One is that I'm tired of both the congratulatory and the flagellative uses of
"Western." Feminism is no more a western tradition than it is an Arab, Chinese
or Congolese one. It's a modern cultural movement. Similarly, simple good vs
evil plot settings are not western. They exist everywhere. They're often from
propaganda, naturally occurring hero worship, morality tales and depictions of
a culture's own history. GRRM (mentioned here) is as western as Tolkien and is
definitely a modern example western literature.

The complicated moral depictions in Game of Thrones are not new, but they are
definitely strong in the current zetgeist. It comes and goes and has often
reached the point of cliche. Hercules (and his analogues like Samson and
Cuchulainn) are often depicted with character flaws, often involving women and
madness in some way.
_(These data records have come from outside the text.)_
PR #4217, opened 2024-02-13
Append arbitrary args instead of prepending.

jameshilliard:
## Summary of changes

Restore original argument append behavior which was changed in #4079.

Fixes:
```
error: option --dist-dir not recognized

ERROR Backend subprocess exited when trying to invoke build_wheel
```

### Pull Request Checklist
- [x] Changes have tests

[PR docs]:

### DIFF
--- a/setuptools/build_meta.py
+++ b/setuptools/build_meta.py
@@ -369,7 +369,12 @@ class _BuildMetaBackend(_ConfigSettingsTranslator):
         return self._bubble_up_info_directory(metadata_directory, ".dist-info")
 
     def _build_with_temp_dir(
-        self, setup_command, result_extension, result_directory, config_settings
+        self,
+        setup_command,
+        result_extension,
+        result_directory,
+        config_settings,
+        arbitrary_args=(),
     ):
         result_directory = os.path.abspath(result_directory)
 
@@ -384,6 +389,7 @@ class _BuildMetaBackend(_ConfigSettingsTranslator):
                 *setup_command,
                 "--dist-dir",
                 tmp_dist_dir,
+                *arbitrary_args,
             ]
             with no_install_setup_requires():
                 self.run_setup()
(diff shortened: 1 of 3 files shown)


jameshilliard:
Closing in favor of #4218.

setuptools/build_meta.py
```diff
@@ -402,10 +404,11 @@ def build_wheel(
     ):
         with suppress_known_deprecation():
             return self._build_with_temp_dir(
-                ['bdist_wheel', *self._arbitrary_args(config_settings)],
+                ['bdist_wheel'],
                 '.whl',
                 wheel_directory,
                 config_settings,
+                True,
```
abravalheri, line 411: We probably can avoid the conditional all together this way:

```suggestion
                self._arbitrary_args(config_settings),
```

(untested suggestion)

setuptools/build_meta.py
```diff
@@ -385,6 +385,8 @@ def _build_with_temp_dir(
                 "--dist-dir",
                 tmp_dist_dir,
             ]
+            if arbitrary_args:
+                sys.argv += self._arbitrary_args(config_settings)
```
abravalheri, line 389: We probably can avoid the conditional all together this way:

```suggestion
                tmp_dist_dir,
                *arbitrary_args,
            ]
```

(untested suggestion)

setuptools/build_meta.py
```diff
@@ -369,7 +369,7 @@ def prepare_metadata_for_build_wheel(
         return self._bubble_up_info_directory(metadata_directory, ".dist-info")
 
     def _build_with_temp_dir(
-        self, setup_command, result_extension, result_directory, config_settings
+        self, setup_command, result_extension, result_directory, config_settings, arbitrary_args=False
```
abravalheri, line 372: The CI error is probably a formatting error in this line:

```suggestion
        self,
        setup_command,
        result_extension,
        result_directory,
        config_settings,
        arbitrary_args=(),
```

(untested suggestion)
(type of `arbitrary_args` changed to match other suggestions)

setuptools/build_meta.py
jameshilliard: applied as suggested

setuptools/build_meta.py
jameshilliard: applied as suggested

setuptools/build_meta.py
jameshilliard: applied as suggested

abravalheri:
Thank you very much @jameshilliard for working on this.

Would you like to add a regression test so that we don't accidentally break the use case in the future?

jameshilliard:
> Would you like to add a regression test so that we don't accidentally break the use case in the future?

Test added that should catch this issue.

abravalheri:
Thank you very much @jameshilliard!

We've been through a period when it was out of fashion. I
think hollywood film tradition is very largely to blame, their perfect hero
classics. The awesome comedic writer like Adams, Pratchet, Joseph Heller or
even Franz Kafka earlier on mock this constantly. Humour is great for this
kind of thing, satirising the current literary cliches.

That brings me to my second point. Today's storytelling is taking this stuff
to a whole new level. The complex morality tales and decompacting of group
decision making dynamics that we see in everything today is really awesome, in
my opinion. I think it's great art, or at least to my taste. Playing with
moral perspective and depicting the complexity of people acting in groups is
an awesome thing to explore. There's a ton of depth there and a ton of
artistic flair required to bite into it. In my opinion, it hits the best notes
when you have been wrenched so much that your sheltered sense of morality
breaks down. It still exists, but its grim rather than fiery. Evil gets
demystified, banal and sad. When a bad guy gets a just end you take on the
role of a reluctant but dutiful executioner rather than a hot blooded
cheerleader at the gallows.

Walter White is awesome because he's complex like a real person. His angst
isn't just a flat "he's angsty because X." That's very hard to do. I think the
only way to get that stuff across is the moral grey areas and the "shit
happens" unfolding of a person. Long format TV series give writers time to do
it.

This stuff is really fantastic in modern art. TV shows, books...

------
stavrogin
This article rightfully praises the Ghibli movies for their non-Manichean
stories, especially when compared to Disney or Hollywood blockbusters. Yet I'm
surprised it missed an important example: in the first film entirely directed
by Hayao Miyazaki, Nausicäa is far from an angel. In my eyes, she is
Miyazaki's most ambiguous character. _Warning, spoiler ahead_.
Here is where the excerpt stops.